§ THE PROBLEM
From the entries that follow, copy every line with the word "Your".

§ MATERIAL SHOWN

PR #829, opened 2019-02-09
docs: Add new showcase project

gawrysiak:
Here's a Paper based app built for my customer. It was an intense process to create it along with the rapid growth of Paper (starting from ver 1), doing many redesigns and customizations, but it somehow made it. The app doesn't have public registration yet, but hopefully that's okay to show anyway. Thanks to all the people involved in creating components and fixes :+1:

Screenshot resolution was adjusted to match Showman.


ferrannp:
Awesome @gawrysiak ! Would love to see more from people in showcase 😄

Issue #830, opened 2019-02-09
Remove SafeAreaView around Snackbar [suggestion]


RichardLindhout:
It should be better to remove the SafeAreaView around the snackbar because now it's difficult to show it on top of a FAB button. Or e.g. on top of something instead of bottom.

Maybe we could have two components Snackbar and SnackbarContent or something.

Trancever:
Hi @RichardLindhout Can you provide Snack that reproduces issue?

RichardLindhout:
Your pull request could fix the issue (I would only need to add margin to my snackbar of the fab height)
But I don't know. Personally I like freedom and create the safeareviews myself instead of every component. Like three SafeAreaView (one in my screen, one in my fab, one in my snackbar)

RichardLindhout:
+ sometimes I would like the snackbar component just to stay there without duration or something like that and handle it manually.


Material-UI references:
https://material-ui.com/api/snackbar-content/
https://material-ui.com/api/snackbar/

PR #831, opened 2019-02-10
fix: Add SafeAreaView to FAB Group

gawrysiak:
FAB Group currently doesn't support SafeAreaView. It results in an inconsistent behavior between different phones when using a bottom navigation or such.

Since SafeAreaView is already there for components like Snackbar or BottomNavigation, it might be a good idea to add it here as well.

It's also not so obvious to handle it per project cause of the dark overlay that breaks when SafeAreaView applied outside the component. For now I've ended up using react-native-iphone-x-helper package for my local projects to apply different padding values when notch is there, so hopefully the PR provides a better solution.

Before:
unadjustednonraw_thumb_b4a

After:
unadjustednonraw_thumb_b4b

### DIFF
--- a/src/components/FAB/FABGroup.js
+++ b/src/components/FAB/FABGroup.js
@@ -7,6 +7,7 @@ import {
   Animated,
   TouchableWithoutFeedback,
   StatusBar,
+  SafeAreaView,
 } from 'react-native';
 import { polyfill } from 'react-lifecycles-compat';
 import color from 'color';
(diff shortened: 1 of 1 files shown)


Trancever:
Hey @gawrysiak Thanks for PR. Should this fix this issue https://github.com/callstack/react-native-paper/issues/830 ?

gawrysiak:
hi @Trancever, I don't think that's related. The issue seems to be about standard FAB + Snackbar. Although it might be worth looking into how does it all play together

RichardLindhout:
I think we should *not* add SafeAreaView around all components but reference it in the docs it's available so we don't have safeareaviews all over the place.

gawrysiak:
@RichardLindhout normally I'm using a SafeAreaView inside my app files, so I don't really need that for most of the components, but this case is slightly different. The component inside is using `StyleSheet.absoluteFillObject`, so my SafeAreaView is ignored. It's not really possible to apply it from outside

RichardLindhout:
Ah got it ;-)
==
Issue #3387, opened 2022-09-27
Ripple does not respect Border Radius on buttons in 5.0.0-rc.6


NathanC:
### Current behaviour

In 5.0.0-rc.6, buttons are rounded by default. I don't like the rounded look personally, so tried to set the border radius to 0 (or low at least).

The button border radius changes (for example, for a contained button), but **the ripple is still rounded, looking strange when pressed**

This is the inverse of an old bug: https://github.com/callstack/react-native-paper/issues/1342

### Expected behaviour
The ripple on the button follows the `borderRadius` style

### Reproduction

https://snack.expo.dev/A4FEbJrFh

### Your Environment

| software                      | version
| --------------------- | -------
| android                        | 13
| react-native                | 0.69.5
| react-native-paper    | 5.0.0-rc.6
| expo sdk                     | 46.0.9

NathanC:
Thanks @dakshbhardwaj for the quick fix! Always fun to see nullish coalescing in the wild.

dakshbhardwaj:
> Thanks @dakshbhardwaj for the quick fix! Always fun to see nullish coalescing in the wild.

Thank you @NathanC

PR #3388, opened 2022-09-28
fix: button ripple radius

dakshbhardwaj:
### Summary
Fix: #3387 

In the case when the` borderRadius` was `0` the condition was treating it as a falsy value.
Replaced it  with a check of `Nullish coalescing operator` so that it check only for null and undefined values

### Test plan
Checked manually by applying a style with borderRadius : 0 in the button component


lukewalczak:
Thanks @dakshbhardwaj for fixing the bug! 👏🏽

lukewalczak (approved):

§ THE ANSWER
Your pull request could fix the issue (I would only need to add margin to my snackbar of the fab height)
### Your Environment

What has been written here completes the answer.